What is carpal tunnel syndrome?
The carpal tunnel is a narrow, rigid passage made up of the ligament and bones at the base of the hand, just before the wrist. Inside it passes the median nerve and tendons. Sometimes, the enlargement of the tendons or other conditions that create swelling narrow the tunnel and cause the median nerve to be compressed. The consequence is pain and a feeling of weakness or numbness in the hand and wrist, which expand towards the arm. Although pain may indicate other pathologies, carpal tunnel syndrome is the best known and most famous of the neuropathies, i.e. pathologies in which the peripheral nerves of the human body are compressed or suffer trauma.
Symptoms usually manifest gradually, with frequent burning, tingling or feeling of numbness mixed with itching in the palm of the hand and fingers, especially in the thumb, index and middle fingers. This happens especially at night.
When the symptoms worsen, you may feel an annoying tingling during the day, the pain then also extends to the forearm and there is a loss of sensation in the fingers and a loss of strength in the hand, making even the lightest daily actions, almost impossible to carry out.
Compression and / or irritation of the median nerve within the carpal tunnel leading to Carpal Tunnel Syndrome (CTS) can have different causes and each of them must be meticulously studied by professionals before proceeding with the treatment.
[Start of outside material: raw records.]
PR #3806, opened 2024-04-19
[Misc]: Improve error handling by adding contexts

satoshiotomakan:
## Description

Currently, it's complicated to debug errors WalletCore returns, especially if the error is related to incorrect `SigningInput` parameters, as the error codes are too abstract, eg `SigningError::Error_invalid_params`, `SigningError::Error_invalid_address` and other.

In this PR, we introduce error contexts - an extension of the error messages that will help to find out which request parameter leads to the error.

Example:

Some of them are:
- Inflammation of the tendons and tendon sheaths of the flexor muscles (tenosynovitis); this is often due to excessive use of the hand in repetitive manual labor activities, such as in the case of pianists, computer workers, workers using pneumatic hammers or other instruments with vibrations on the palm, etc .;
- thickening of the transverse carpal ligament;
- systemic pathologies affecting peripheral nerves or formation of peripheral edema: diabetes mellitus, kidney failure and fluid retention in body tissues, hypothyroidism;
- wrist or carpal fractures, with residual osteoarticular deformity and not fully healed;
- hereditary predisposition to the syndrome;
- hormonal factors (women are especially at risk of CTS, particularly if pregnant or of perimenopausal age, probably due to an increased progesterone / estrogen ratio which affects water retention).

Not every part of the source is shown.